What is being asked
Using only the records, tally the lines with "opened" in them and state that total by itself.

--- START ---

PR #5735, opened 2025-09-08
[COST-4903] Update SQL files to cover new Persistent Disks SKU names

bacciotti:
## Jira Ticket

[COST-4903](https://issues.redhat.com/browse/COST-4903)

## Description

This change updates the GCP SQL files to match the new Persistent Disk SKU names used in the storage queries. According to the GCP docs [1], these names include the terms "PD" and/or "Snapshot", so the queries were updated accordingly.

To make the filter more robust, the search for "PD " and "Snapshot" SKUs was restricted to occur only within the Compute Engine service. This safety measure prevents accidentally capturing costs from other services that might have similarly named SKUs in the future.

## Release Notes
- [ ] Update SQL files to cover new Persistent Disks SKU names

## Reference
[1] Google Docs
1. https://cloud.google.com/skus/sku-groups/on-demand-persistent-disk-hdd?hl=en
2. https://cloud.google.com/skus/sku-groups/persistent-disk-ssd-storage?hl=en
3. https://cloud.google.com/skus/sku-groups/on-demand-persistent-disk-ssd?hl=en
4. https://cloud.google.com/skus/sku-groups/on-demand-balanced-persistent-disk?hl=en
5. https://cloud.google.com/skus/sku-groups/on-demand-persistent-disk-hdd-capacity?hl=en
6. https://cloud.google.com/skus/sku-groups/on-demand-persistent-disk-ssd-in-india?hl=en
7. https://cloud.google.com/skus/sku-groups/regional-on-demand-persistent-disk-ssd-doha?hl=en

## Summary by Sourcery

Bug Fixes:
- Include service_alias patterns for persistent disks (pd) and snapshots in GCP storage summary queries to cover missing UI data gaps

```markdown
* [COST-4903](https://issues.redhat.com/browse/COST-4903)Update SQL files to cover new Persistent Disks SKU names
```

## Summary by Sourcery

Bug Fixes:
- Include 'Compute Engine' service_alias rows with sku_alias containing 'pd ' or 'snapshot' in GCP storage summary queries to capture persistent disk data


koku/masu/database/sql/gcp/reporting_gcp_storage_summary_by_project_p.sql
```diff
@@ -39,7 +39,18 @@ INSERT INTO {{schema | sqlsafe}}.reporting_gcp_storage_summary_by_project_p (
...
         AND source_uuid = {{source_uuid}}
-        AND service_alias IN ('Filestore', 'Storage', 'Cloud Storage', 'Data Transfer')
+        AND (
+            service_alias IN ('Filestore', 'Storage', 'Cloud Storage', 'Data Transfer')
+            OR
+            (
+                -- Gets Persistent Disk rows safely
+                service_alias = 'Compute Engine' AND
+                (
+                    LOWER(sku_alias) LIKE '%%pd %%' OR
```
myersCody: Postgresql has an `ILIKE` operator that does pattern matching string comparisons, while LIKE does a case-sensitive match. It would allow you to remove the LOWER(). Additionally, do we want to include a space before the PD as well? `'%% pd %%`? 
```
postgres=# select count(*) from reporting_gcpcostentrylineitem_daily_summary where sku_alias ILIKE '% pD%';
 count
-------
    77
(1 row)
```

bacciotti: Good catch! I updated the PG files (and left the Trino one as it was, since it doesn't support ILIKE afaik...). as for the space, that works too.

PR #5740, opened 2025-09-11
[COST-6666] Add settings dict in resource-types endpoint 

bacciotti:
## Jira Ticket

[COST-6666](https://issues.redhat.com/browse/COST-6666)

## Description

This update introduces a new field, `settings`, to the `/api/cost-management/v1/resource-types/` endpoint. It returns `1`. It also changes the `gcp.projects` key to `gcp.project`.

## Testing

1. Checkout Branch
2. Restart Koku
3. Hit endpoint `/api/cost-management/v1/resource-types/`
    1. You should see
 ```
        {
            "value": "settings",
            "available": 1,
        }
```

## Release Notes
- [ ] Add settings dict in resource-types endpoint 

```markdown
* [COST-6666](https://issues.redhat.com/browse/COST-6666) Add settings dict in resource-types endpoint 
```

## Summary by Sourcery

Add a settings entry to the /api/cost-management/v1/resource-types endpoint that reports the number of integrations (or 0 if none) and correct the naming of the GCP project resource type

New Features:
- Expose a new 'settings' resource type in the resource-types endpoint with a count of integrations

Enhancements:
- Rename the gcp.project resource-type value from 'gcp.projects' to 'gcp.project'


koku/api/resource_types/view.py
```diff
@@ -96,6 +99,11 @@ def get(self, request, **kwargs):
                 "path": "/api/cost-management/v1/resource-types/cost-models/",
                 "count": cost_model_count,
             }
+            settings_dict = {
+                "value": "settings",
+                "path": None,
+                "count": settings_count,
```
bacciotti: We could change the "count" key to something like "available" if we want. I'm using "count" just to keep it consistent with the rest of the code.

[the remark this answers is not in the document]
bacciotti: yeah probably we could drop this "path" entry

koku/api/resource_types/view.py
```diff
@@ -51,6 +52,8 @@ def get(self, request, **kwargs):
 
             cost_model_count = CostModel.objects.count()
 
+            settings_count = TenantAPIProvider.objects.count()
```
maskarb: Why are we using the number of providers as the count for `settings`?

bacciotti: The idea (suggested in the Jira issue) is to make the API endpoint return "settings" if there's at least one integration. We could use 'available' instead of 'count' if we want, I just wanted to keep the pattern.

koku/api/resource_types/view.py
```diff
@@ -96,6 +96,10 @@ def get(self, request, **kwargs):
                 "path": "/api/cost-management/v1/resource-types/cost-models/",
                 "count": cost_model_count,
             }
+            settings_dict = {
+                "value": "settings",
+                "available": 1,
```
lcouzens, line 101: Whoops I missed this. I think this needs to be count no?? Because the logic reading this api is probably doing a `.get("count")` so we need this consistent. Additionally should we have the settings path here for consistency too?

--- END ---
--- START ---

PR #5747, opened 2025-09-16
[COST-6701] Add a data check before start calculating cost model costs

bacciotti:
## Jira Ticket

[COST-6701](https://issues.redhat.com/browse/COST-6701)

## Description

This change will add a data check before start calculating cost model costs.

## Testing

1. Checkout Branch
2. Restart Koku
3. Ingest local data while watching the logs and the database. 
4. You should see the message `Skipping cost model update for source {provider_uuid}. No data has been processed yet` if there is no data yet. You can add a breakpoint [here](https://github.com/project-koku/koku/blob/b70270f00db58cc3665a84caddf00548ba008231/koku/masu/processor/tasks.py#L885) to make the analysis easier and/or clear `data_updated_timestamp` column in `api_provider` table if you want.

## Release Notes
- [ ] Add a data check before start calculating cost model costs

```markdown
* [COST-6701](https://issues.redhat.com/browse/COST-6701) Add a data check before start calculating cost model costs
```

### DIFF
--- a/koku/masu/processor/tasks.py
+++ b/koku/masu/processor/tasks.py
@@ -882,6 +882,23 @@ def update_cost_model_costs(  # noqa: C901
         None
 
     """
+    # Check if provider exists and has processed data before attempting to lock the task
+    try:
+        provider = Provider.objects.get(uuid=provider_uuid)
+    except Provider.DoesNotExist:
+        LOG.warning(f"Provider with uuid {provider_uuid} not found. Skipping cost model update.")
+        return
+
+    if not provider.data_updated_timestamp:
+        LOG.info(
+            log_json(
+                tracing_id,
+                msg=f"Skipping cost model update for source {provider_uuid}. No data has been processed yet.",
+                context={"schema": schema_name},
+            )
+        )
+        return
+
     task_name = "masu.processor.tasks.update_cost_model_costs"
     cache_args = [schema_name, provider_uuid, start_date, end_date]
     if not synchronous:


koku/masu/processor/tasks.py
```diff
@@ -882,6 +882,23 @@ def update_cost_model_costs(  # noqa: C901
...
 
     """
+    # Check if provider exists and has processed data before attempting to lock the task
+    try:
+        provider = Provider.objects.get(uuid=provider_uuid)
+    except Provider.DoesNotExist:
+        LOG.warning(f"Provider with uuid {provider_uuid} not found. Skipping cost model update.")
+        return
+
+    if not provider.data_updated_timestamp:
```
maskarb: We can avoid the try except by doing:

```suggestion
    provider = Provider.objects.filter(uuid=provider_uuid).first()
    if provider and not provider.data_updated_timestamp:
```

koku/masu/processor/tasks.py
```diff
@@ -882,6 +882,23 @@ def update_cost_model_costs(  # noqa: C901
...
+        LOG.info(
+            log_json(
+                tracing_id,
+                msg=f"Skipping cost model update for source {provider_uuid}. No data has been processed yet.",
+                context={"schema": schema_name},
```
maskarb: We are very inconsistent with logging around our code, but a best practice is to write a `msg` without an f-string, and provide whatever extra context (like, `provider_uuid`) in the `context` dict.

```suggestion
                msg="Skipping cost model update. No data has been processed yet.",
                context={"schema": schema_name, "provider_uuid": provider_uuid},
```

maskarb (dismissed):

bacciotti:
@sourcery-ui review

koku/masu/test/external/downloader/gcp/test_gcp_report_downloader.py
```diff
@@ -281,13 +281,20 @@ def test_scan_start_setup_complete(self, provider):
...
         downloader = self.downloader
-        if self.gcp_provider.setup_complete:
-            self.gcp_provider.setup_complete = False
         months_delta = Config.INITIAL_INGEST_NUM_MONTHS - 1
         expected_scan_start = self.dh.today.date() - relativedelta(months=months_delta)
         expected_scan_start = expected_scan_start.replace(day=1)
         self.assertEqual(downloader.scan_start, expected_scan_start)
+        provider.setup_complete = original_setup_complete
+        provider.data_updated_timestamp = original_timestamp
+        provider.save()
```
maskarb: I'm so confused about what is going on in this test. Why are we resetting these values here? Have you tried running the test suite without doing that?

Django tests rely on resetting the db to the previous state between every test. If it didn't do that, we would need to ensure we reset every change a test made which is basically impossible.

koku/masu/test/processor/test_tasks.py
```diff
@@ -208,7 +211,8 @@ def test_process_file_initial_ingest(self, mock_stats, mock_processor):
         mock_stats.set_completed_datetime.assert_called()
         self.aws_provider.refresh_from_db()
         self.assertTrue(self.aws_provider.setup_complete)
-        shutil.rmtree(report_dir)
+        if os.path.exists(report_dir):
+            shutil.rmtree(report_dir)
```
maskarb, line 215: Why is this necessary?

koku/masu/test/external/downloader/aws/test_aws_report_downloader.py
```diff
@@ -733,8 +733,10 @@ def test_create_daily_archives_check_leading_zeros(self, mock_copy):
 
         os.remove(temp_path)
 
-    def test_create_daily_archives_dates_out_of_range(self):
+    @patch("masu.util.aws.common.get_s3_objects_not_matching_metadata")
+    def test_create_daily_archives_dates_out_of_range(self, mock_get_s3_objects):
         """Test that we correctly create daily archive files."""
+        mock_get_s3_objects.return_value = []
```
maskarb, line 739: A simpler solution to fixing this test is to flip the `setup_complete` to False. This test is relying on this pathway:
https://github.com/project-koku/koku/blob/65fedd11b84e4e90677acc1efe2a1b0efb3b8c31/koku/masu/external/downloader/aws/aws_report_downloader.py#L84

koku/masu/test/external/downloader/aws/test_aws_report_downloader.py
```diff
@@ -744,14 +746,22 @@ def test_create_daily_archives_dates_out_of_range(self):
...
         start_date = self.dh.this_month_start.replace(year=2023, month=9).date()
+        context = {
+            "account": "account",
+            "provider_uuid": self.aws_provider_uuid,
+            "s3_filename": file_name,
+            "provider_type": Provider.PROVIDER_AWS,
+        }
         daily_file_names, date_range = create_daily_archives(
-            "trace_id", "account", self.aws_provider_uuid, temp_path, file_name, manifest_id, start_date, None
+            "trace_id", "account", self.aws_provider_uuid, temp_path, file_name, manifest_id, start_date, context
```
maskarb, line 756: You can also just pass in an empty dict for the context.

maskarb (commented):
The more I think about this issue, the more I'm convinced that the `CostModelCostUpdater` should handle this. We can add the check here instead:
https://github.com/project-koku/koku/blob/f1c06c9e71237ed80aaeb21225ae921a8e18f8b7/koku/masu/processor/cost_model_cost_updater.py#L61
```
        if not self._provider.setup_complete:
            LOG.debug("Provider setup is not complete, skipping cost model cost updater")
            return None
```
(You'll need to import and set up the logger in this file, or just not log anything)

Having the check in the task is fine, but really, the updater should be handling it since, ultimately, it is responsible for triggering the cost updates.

--- END ---

Solution
3